◆ **Dataset entries**
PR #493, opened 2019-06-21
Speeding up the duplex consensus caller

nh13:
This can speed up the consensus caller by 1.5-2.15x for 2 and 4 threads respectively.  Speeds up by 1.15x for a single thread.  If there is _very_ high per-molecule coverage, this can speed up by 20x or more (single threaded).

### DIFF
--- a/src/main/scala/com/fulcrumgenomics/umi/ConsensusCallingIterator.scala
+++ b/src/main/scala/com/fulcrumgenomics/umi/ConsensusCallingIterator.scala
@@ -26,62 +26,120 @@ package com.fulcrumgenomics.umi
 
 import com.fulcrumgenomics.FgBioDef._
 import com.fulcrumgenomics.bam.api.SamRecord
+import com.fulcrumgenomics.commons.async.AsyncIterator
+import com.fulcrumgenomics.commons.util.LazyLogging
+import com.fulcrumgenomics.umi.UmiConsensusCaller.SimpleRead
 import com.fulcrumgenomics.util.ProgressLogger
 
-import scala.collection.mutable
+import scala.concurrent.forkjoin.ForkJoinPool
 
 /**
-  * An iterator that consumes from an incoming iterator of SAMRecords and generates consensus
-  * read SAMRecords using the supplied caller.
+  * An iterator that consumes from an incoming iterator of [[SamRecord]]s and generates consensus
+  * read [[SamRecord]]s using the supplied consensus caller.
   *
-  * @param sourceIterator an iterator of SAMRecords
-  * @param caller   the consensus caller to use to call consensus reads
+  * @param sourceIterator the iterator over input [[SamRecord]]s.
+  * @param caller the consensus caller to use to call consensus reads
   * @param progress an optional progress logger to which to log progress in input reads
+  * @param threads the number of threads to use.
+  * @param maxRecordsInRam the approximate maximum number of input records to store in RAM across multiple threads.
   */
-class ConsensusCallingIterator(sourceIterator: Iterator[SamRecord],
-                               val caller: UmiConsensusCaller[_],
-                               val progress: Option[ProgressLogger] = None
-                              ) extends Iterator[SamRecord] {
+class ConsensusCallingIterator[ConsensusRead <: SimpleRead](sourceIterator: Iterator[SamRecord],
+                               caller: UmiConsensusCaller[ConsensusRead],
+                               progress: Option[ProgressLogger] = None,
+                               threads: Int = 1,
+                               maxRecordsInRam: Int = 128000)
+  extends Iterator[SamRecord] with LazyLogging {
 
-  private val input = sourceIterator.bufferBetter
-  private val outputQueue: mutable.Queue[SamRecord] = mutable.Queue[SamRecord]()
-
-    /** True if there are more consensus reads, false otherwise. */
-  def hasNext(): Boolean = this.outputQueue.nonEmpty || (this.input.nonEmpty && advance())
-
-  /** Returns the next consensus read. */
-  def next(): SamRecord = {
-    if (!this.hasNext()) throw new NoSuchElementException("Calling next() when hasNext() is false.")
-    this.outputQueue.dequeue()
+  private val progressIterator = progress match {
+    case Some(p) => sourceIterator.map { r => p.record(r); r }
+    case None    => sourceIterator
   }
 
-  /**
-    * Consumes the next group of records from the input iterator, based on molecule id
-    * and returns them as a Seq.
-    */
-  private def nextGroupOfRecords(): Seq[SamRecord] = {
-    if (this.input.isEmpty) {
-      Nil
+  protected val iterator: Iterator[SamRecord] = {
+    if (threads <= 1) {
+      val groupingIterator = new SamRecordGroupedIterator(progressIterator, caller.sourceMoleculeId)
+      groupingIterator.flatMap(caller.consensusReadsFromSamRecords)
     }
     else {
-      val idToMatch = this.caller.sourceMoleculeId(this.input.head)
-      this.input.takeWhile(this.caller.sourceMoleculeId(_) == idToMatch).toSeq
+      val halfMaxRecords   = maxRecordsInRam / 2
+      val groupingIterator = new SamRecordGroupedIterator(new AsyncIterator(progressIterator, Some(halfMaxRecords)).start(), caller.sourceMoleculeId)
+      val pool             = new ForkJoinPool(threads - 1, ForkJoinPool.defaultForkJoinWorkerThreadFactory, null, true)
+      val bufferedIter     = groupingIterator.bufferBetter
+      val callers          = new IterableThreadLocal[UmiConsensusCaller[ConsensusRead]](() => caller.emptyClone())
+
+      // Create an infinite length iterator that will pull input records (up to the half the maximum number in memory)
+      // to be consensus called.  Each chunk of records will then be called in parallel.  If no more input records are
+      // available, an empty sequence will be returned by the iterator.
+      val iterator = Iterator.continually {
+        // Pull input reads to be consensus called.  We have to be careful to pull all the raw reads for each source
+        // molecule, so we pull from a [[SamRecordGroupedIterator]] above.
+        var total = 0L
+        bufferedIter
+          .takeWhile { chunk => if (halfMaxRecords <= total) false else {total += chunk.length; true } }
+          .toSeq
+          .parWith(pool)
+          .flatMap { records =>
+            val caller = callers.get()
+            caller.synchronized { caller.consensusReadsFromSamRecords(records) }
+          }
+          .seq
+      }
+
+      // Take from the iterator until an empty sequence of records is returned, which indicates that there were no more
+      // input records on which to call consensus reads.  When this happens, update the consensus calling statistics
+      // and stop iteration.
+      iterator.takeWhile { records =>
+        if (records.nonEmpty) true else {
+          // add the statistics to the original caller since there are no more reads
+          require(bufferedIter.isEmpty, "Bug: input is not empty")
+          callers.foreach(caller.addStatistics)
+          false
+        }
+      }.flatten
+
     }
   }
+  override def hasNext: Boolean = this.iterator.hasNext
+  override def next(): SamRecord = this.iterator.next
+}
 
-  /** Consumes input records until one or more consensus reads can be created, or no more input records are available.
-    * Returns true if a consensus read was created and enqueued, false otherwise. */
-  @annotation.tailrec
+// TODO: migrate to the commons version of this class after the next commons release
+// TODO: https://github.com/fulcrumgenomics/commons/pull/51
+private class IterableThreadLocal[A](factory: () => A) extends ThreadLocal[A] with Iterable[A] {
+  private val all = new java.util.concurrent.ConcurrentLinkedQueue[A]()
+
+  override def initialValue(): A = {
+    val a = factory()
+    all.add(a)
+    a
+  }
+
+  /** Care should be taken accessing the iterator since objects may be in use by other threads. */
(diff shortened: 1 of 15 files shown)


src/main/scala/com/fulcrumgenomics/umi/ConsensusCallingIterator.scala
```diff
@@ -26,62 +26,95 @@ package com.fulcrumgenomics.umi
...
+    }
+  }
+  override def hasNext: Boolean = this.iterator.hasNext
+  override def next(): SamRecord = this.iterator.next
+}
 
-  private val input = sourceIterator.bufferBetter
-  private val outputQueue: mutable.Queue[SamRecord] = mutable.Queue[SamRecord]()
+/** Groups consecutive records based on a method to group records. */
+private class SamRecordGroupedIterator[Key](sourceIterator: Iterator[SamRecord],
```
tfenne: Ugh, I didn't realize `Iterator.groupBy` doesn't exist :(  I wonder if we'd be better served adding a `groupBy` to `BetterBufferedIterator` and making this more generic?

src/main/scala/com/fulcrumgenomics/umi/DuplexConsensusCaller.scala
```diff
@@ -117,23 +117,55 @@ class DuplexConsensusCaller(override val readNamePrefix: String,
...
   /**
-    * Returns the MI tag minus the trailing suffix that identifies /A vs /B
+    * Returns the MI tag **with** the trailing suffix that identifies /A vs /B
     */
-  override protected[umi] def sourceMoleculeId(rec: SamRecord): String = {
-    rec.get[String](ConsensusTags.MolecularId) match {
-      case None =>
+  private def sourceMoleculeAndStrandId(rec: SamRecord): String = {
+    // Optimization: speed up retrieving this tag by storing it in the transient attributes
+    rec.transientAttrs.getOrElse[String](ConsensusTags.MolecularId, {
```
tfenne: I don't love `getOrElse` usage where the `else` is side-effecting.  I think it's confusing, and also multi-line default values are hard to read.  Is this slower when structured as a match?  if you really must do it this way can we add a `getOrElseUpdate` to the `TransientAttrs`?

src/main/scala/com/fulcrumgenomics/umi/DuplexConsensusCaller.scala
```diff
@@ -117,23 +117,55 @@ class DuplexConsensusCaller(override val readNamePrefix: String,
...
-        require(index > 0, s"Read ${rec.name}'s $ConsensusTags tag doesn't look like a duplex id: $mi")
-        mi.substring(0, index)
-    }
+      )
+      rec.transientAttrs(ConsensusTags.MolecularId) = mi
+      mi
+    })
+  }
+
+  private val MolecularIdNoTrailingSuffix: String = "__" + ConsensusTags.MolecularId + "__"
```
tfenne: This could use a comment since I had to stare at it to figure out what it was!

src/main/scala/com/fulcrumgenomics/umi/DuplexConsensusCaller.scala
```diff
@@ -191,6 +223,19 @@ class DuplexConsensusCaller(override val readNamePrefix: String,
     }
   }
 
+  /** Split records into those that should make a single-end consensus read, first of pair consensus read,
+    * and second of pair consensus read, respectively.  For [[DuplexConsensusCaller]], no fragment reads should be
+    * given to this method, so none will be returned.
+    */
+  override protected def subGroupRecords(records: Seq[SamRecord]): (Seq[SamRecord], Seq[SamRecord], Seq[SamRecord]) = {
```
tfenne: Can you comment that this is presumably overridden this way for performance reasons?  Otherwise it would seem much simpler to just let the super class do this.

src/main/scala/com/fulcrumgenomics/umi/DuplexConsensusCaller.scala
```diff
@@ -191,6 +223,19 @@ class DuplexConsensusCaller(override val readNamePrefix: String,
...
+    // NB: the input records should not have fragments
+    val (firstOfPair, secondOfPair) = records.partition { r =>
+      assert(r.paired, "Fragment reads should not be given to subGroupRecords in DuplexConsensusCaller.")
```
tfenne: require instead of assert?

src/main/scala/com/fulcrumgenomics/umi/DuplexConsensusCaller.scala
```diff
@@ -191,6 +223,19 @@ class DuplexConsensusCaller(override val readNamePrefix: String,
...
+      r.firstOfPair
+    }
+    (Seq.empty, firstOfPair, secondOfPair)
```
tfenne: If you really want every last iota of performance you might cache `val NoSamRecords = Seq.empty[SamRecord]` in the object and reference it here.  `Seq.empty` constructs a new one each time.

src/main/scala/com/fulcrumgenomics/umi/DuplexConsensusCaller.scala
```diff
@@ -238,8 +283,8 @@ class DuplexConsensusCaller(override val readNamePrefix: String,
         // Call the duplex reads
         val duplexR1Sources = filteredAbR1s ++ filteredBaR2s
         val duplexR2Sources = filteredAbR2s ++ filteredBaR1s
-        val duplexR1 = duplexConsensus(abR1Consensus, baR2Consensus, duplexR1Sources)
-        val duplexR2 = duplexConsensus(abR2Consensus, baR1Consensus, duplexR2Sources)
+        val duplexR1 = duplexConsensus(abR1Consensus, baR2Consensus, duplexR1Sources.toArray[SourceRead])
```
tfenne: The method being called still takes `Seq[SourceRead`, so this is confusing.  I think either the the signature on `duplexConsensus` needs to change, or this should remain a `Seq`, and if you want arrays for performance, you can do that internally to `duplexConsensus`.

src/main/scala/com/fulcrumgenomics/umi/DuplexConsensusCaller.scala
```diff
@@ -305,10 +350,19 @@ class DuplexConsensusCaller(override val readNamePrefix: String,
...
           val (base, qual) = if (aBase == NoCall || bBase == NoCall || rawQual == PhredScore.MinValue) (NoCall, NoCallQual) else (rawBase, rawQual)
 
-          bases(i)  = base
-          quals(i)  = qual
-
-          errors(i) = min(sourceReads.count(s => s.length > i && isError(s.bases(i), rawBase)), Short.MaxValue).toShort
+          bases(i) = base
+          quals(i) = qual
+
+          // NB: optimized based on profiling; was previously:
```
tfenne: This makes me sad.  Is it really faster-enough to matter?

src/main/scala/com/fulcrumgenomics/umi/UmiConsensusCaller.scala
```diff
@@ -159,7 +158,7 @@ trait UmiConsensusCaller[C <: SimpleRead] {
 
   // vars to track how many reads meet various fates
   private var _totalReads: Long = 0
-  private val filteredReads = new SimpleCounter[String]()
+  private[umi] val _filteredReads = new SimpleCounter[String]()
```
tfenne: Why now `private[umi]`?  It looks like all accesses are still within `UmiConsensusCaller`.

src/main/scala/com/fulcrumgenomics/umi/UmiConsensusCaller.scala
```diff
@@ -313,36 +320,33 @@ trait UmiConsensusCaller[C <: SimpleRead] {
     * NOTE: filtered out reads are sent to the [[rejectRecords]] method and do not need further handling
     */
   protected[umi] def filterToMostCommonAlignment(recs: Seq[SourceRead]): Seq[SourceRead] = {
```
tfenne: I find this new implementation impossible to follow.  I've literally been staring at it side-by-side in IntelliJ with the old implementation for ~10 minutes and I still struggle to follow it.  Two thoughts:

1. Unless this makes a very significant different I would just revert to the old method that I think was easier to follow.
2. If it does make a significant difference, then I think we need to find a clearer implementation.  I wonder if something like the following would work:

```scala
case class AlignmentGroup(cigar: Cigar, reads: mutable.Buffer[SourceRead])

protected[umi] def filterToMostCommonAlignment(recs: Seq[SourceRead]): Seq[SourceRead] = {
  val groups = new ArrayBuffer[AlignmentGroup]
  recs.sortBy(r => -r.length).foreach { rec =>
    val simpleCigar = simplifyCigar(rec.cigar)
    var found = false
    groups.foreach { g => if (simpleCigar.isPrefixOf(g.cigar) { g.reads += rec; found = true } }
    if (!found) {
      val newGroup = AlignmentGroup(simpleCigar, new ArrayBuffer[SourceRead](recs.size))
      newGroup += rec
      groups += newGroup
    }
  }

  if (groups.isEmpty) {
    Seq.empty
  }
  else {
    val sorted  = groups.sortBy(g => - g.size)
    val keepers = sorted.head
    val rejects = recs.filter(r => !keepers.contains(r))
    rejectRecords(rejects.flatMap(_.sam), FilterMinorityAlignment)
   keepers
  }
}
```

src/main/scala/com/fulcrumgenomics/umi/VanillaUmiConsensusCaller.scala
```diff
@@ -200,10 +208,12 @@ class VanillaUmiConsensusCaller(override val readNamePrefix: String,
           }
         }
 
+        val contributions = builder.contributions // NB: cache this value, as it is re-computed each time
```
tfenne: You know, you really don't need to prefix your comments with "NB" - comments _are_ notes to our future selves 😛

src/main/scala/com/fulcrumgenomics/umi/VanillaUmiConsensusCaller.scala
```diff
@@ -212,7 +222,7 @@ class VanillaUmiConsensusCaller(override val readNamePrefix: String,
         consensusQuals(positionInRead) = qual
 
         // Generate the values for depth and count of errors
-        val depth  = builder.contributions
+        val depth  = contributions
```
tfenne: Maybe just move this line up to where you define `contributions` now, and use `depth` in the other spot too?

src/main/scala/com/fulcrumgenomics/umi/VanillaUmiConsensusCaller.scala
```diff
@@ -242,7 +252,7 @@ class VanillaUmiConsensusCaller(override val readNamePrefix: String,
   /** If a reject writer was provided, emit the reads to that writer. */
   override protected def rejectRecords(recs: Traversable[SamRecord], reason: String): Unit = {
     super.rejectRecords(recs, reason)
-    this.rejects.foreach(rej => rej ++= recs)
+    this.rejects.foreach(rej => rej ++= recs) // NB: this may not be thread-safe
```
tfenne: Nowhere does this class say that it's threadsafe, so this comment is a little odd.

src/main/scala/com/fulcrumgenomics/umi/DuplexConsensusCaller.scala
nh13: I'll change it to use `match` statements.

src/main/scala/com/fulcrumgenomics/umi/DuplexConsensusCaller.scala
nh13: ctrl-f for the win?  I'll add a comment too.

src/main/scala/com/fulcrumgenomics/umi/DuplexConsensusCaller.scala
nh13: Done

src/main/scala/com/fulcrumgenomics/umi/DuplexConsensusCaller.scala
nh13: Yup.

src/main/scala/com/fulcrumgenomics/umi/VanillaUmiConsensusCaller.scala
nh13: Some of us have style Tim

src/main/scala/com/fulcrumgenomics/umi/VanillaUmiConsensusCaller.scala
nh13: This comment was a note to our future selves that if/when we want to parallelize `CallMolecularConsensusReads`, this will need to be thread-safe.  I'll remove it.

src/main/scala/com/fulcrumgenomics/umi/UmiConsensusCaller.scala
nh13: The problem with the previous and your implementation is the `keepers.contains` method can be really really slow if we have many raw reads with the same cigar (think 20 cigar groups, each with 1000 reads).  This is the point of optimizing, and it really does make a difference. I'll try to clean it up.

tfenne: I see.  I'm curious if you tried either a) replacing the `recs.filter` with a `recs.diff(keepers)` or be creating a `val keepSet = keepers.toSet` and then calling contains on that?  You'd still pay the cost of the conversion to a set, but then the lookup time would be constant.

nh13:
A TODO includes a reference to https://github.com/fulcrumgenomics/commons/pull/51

◆ **Instructions to follow**
Search the material above for the word "available", then copy each line that holds it.

◆ **Exercise response**
+      // available, an empty sequence will be returned by the iterator.
-  /** Consumes input records until one or more consensus reads can be created, or no more input records are available.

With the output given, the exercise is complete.